### What this task involves:
For the records below, tally the lines that include the word "change" and give only the tally.

### Data to use:
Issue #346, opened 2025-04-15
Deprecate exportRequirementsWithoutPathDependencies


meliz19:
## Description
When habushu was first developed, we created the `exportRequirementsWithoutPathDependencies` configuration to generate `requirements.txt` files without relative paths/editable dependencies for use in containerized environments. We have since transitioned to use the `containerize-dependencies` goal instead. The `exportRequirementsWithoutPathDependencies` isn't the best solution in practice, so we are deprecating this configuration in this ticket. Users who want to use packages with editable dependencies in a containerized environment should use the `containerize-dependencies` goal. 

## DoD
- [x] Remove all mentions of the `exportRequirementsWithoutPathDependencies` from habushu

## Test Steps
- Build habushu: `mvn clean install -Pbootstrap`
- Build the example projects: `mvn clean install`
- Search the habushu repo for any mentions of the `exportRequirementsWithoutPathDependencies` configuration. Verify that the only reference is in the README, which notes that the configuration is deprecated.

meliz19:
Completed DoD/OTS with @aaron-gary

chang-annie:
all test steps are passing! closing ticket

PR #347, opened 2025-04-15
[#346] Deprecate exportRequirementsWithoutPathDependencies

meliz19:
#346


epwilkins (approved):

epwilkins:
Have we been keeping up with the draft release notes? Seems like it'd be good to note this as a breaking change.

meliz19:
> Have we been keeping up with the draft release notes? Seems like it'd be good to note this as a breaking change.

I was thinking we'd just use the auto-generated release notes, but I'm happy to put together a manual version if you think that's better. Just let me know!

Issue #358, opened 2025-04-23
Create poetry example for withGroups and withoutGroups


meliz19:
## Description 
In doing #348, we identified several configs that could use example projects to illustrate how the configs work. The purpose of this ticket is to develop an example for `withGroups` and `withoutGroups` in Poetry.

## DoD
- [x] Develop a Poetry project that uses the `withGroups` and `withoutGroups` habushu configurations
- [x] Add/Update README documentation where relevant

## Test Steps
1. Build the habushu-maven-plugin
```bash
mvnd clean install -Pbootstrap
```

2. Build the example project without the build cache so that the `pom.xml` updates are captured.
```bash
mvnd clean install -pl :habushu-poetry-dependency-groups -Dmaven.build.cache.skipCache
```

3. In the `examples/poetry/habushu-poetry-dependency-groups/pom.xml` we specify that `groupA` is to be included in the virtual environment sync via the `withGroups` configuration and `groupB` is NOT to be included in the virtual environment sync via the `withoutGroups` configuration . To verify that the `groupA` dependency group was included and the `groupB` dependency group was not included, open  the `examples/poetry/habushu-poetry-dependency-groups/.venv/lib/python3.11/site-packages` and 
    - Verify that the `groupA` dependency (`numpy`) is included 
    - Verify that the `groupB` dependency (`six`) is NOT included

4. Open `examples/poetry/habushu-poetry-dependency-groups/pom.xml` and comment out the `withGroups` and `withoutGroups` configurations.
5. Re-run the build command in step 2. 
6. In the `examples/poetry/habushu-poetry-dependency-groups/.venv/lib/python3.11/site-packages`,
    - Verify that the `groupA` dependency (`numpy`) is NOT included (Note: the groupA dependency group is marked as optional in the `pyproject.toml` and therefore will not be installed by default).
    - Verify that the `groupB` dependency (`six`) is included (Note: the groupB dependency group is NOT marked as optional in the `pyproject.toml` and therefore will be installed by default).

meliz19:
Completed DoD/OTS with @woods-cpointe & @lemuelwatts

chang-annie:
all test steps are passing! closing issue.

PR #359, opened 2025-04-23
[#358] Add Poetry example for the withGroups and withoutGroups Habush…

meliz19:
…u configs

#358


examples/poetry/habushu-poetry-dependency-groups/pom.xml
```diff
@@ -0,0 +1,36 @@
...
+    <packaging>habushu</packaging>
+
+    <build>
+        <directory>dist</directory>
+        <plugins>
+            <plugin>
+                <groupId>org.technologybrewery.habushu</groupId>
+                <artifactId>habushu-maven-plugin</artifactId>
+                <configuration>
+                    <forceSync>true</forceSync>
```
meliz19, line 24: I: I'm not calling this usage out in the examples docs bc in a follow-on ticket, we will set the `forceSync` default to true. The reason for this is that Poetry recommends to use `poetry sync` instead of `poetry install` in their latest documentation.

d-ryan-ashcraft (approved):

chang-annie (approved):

### Result of this task:
2